A new Green Party councillor was co-opted onto Dublin City Council at Monday’s monthly meeting at City Hall.
Janet Horner took over the north inner-city seat vacated by the Green Party’s Ciarán Cuffe, who in May was elected as both a councillor and an MEP – and chose to serve in the European Parliament.
Horner, who is 32 years old, is an assistant to independent Senator Alice Mary Higgins.
At Monday’s council meeting, Green Party Councillor Neasa Hourigan spoke about her confidence in her party colleague.
“I know Janet from our work on the Repeal campaign where we were involved in the Dublin Central group,” she told the chamber. “Janet was a stalwart in that campaign, a leader.”
“She canvassed with Ciarán in 2014 and has all sorts of links with members in our group. She is an activist in feminism, environmentalism; very interested in trade unionism and active travel,” Hourigan said.
Horner is a committee member of the Dublin Cycling Campaign, which last week blocked off motor vehicle traffic from Liffey Street, for the Streets are People campaign to pedestrianise parts of the city.
She is also a member of Women on Wheels, a group within the campaign that researches women’s experiences of cycling in Dublin.
“I really feel that Janet would make an excellent representative for everyone in Dublin’s inner-city,” Hourigan said.

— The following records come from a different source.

PR #724, opened 2026-08-04
feat(deepagents): add output_mode parameter to the grep tool

gethin-langchain:
## Summary
- The grep tool's description mentioned output_mode, but it was never an actual parameter the tool always returned one hardcoded format.
- Added output_mode (files_with_matches/content/count) as a real schema parameter, using the existing formatGrepMatches helper.

## Test plan
- Added tests in fs.test.ts for files_with_matches and count modes.
- All tests pass.

Note: default output is now sorted by path with no blank lines between file groups (minor formatting change, same info).

### DIFF
--- a/.changeset/grep-output-mode.md
+++ b/.changeset/grep-output-mode.md
@@ -1,0 +1,5 @@
+---
+"deepagents": minor
+---
+
+feat(deepagents): add `output_mode` parameter to the `grep` tool (`files_with_matches` / `content` / `count`)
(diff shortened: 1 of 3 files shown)


.changeset/grep-output-mode.md
```diff
@@ -0,0 +1,5 @@
+---
+"deepagents": minor
```
hntrl:
```suggestion
"deepagents": patch
```

hntrl (dismissed):

hntrl (dismissed):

Hourigan said Horner would particularly relate to people experiencing issues with rental uncertainty, the gig economy, pollution, addiction and access to green space.

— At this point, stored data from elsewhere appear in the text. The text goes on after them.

PR #737, opened 2026-08-10
fix(deepagents): return tool exceptions as error messages

### LINKED ISSUE #655: Unhandled tool exceptions (e.g. fs EACCES) abort the whole agent turn instead of returning a tool error the model can react to
**Packages:** `deepagents` 1.10.x / `deepagents-acp` v0.1.15

## What happens

When a built-in tool raises mid-turn — observed with the search/grep tool walking into a directory the process can't read — the exception propagates out of the tool node and kills the entire turn. Over ACP it surfaces as a JSON-RPC error:

```
Internal error — {"details":"EACCES: permission denied, scandir '/lost+found'"}
```

All context from the turn is lost; the client has no way to continue the session's work.

## Why this matters

The prevailing agent-loop contract (Claude Code / Agent SDK's `is_error: true` tool results, Codex CLI's stringified `tool_output` failures) is that a failed tool call is **fed back to the model as an observation** so it can adapt — retry with different arguments, pick another path. A permission error on one directory is exactly the kind of thing a model self-corrects from; hard-aborting turns a recoverable hiccup into a lost investigation. We hit this in production-style use (driving deepagents-acp from [prismalens](https://github.com/prismalens/prismalens)): a 17-tool-call investigation died on tool call 3 because of one unreadable directory.

We've seen the same abort-the-turn shape from tool-argument schema rejections (the model emitting an argv array where a string was expected), so the general fix is at the tool-execution boundary rather than per-tool.

## Suggested fix

Catch exceptions at the tool-node boundary and return them as an error `ToolMessage` (message + stack line) so the LLM sees the failure as the tool's result. A hard abort could remain for genuinely fatal classes (model/API auth, context overflow), but filesystem and validation errors are model-recoverable.

Related: #653 (the absolute-path escape that produced this particular EACCES) and #654.

mikemikimike:
Fixes #655

## Summary
- Convert exceptions raised by wrapped tools into `ToolMessage` instances with `status: error`.
- Preserve the tool name, call ID, and stack information so the model can react to the failure.
- Cover tool-call execution with filesystem result eviction enabled and disabled.
- Add a patch changeset.

## Validation
- `pnpm --filter deepagents exec vitest run src/middleware/fs.test.ts`
- `pnpm --filter deepagents build`
- `pnpm format:check`
- `pnpm lint`
- Full unit suite: 1271/1274 tests passed; 3 existing Windows local-shell tests fail because they assume Unix commands, and existing integration-test type errors are caused by the missing sandbox test module.

### DIFF
--- a/.changeset/tool-errors-as-messages.md
+++ b/.changeset/tool-errors-as-messages.md
@@ -1,0 +1,5 @@
+---
+"deepagents": patch
+---
+
+fix(deepagents): return tool exceptions as error messages
--- a/libs/deepagents/src/middleware/fs.test.ts
+++ b/libs/deepagents/src/middleware/fs.test.ts
@@ -599,6 +599,38 @@ describe("createFilesystemMiddleware", () => {
       expect(result).toBe(mockMessage);
     });
 
+    it.each([null, 100])(
+      "should convert thrown tool errors into error ToolMessages (limit: %s)",
+      async (toolTokenLimitBeforeEvict) => {
+        const middleware = createFilesystemMiddleware({
+          backend: createMockBackend(),
+          toolTokenLimitBeforeEvict,
+        });
+        const mockHandler = vi
+          .fn()
+          .mockRejectedValue(new Error("permission denied"));
+        const request = {
+          toolCall: { id: "test-id", name: "test_tool" },
+          runtime: { toolCall: { id: "test-id", name: "test_tool" } },
+          state: {},
+          config: {},
+        };
+
+        const result = await middleware.wrapToolCall!(
+          request as any,
+          mockHandler,
+        );
+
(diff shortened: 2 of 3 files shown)


hntrl (commented):
Hi @mikemikimike, our general guidance for handling tool failures is by imposing additional middleware that can appropriately catch tool failures. You can see our rationale for why [here](https://github.com/langchain-ai/deepagents/issues/5356#issuecomment-5257811491)

(see [fault tolerance](https://docs.langchain.com/oss/javascript/deepagents/fault-tolerance#error-handling-strategies), [toolRetryMiddleware](https://reference.langchain.com/javascript/langchain/index/toolRetryMiddleware), [toolErrorMiddleware](https://reference.langchain.com/javascript/langchain/index/toolErrorMiddleware))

Fianna Fáil Mayor Paul McAuliffe noted “multiple” second nominations from Green Party councillors and took down Councillor Patrick Costello’s name.

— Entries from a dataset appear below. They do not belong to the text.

PR #739, opened 2026-08-10
fix(deepagents): extract text from content blocks when building the summary

taoche:
## Description

`SummarizationMiddleware`'s `createSummary` falls back to `JSON.stringify(response.content)` when the summarization model's response content is not a string:

```ts
return typeof response.content === "string"
  ? response.content
  : JSON.stringify(response.content);
```

When the summarization model responds with a content block array, the raw blocks are stringified verbatim into the summary `HumanMessage`. This happens in practice when:

- **Thinking/reasoning is enabled** on the summarization model (e.g. Claude on Bedrock with `thinking`): the content is `[{type: "reasoning", reasoning: ..., signature: <opaque multi-KB signature>}, {type: "text", ...}]`, and the reasoning signature lands in the summary.
- **`invoke()` takes the internal streaming path** (a `prefersStreaming` callback handler is attached, e.g. inside `streamEvents`, and `disableStreaming` is not set): the aggregated `AIMessageChunk` content is an array of many small text fragments.

Observed in production: a summary message of ~56KB consisting of an ~8KB opaque reasoning signature plus hundreds of `{"type":"text","text":"..."}` fragments — the "summary" ended up bloating the context it was supposed to compact, and subsequent model calls overflowed.

## Fix

Use the message's `text` accessor for non-string content, which extracts and joins only the text blocks. String content is returned as-is (unchanged behavior).

## Testing

Added a unit test where the summarization model returns reasoning + split text blocks, asserting the summary message contains the joined text and no reasoning payload. All 33 existing tests pass.

### DIFF
--- a/.changeset/summary-text-extraction.md
+++ b/.changeset/summary-text-extraction.md
@@ -3,5 +3,3 @@
 ---
 
 fix(deepagents): extract text from content blocks when building the summary
-
-When the summarization model responds with a content block array (e.g. reasoning/thinking enabled, or chunk aggregation from an internal streaming path), `createSummary` previously `JSON.stringify`'d the raw blocks — reasoning signatures included — into the summary message, bloating it instead of compacting the history. Use the message's `text` accessor to keep only text blocks.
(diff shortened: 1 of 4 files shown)


hntrl (approved):
Thanks for the pr! 🙏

He then deemed Horner elected to Dublin City Council, and invited her to take her place on the bench.
Horner thanked her colleagues and the other north inner-city representatives. “I’m very conscious of joining the council at such a critical time,” she said. “Particularly around issues of housing and issues of climate change.”
“There are bold decisions that will be taken in the next number of years about the future of the city and about how we want to live together,” she said. “So I’m conscious of that and I’m looking forward to working in a cooperative and cross-part way.”